### Activity
Every line of the material below that contains the string "hiding" must appear in the answer.

### Provided entries
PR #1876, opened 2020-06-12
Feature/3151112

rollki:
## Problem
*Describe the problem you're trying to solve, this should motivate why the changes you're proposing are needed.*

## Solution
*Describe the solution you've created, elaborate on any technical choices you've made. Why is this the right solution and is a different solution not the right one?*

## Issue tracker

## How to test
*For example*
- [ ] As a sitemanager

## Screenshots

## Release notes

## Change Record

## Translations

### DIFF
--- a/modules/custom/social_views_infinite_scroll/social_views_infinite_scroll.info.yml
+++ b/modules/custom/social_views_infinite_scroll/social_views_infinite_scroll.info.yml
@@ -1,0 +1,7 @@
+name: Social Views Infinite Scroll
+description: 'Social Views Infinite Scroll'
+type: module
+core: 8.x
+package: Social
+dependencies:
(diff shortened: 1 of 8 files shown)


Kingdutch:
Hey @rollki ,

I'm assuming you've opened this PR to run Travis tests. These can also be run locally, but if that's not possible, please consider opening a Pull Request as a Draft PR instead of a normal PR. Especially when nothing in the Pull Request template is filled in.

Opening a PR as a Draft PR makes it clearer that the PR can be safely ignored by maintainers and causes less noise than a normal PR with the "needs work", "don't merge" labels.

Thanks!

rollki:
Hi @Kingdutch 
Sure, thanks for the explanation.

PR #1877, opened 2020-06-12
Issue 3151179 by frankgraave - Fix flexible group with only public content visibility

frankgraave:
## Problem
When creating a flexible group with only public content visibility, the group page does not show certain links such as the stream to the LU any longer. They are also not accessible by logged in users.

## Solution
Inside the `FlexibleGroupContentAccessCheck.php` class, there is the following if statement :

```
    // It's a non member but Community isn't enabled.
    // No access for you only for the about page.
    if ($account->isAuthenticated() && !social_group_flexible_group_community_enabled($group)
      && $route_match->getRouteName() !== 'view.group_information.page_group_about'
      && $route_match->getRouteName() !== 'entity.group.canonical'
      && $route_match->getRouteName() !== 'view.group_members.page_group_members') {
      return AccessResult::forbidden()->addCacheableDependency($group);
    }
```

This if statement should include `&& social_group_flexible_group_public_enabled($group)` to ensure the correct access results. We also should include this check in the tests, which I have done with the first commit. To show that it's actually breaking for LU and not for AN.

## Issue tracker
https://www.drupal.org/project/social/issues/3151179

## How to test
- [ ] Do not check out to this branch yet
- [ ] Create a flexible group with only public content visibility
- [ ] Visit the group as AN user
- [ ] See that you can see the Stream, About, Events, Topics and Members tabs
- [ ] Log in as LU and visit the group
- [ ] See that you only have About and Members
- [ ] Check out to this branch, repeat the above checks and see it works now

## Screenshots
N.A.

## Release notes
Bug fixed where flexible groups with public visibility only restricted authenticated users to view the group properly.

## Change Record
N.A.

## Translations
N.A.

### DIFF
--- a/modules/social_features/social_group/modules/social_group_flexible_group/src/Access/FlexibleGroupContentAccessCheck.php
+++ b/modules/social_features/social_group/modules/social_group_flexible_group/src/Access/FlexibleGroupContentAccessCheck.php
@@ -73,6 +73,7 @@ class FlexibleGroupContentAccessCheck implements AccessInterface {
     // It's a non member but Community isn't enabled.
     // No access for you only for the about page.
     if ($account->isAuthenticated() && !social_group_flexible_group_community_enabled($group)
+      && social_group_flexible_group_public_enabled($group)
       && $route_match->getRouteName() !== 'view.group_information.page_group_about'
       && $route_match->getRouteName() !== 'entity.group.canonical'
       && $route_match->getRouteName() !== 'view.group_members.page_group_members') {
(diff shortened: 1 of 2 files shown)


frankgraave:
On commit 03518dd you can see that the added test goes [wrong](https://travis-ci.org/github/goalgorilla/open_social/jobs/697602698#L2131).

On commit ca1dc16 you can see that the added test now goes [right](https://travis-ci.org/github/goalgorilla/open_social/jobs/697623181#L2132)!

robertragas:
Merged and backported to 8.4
---
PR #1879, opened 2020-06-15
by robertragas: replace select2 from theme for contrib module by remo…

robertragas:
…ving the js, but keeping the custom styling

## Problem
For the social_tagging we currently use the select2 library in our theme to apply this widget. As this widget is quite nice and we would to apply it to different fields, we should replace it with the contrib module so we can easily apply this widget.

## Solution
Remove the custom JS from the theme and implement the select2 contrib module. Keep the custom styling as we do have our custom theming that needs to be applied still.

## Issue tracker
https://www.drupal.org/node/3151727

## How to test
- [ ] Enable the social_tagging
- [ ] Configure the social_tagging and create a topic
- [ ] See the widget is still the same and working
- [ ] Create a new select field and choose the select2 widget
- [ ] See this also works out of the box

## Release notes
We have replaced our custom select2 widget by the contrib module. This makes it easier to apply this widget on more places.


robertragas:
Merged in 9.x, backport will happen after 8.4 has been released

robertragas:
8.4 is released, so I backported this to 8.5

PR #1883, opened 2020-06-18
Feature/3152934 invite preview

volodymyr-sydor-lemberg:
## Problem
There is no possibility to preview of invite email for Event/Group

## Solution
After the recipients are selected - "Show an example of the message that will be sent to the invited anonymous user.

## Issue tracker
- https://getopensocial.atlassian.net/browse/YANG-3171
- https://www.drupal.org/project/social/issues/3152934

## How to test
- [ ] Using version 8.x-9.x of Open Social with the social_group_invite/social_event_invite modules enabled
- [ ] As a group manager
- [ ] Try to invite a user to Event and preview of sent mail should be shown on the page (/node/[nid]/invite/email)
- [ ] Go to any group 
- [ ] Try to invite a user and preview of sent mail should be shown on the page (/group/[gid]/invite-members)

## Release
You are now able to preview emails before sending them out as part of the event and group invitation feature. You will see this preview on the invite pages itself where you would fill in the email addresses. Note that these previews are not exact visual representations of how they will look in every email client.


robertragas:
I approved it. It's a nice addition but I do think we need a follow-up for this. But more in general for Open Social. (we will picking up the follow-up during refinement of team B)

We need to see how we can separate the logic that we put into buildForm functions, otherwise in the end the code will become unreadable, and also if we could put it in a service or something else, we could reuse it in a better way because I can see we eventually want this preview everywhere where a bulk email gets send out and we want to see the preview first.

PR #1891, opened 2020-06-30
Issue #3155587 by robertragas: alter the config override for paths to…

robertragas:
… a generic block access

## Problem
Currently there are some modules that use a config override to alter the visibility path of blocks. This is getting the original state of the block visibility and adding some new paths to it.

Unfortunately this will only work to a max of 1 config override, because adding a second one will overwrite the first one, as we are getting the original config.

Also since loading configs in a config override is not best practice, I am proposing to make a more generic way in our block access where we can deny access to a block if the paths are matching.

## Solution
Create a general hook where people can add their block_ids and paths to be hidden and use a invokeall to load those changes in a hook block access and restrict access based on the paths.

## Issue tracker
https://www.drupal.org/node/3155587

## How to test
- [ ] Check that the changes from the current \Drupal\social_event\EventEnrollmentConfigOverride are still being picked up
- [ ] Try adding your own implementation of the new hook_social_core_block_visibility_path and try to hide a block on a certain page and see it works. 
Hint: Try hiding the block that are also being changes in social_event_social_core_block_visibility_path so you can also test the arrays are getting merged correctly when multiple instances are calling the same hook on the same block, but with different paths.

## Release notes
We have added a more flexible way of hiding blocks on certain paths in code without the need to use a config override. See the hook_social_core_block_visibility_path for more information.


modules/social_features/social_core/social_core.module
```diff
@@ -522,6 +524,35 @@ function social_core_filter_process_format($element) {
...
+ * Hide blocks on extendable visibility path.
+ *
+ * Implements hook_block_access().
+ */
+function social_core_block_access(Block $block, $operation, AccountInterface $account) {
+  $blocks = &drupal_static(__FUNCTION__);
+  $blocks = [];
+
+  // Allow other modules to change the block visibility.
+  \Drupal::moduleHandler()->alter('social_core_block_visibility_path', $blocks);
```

### Your solution
Hint: Try hiding the block that are also being changes in social_event_social_core_block_visibility_path so you can also test the arrays are getting merged correctly when multiple instances are calling the same hook on the same block, but with different paths.
We have added a more flexible way of hiding blocks on certain paths in code without the need to use a config override. See the hook_social_core_block_visibility_path for more information.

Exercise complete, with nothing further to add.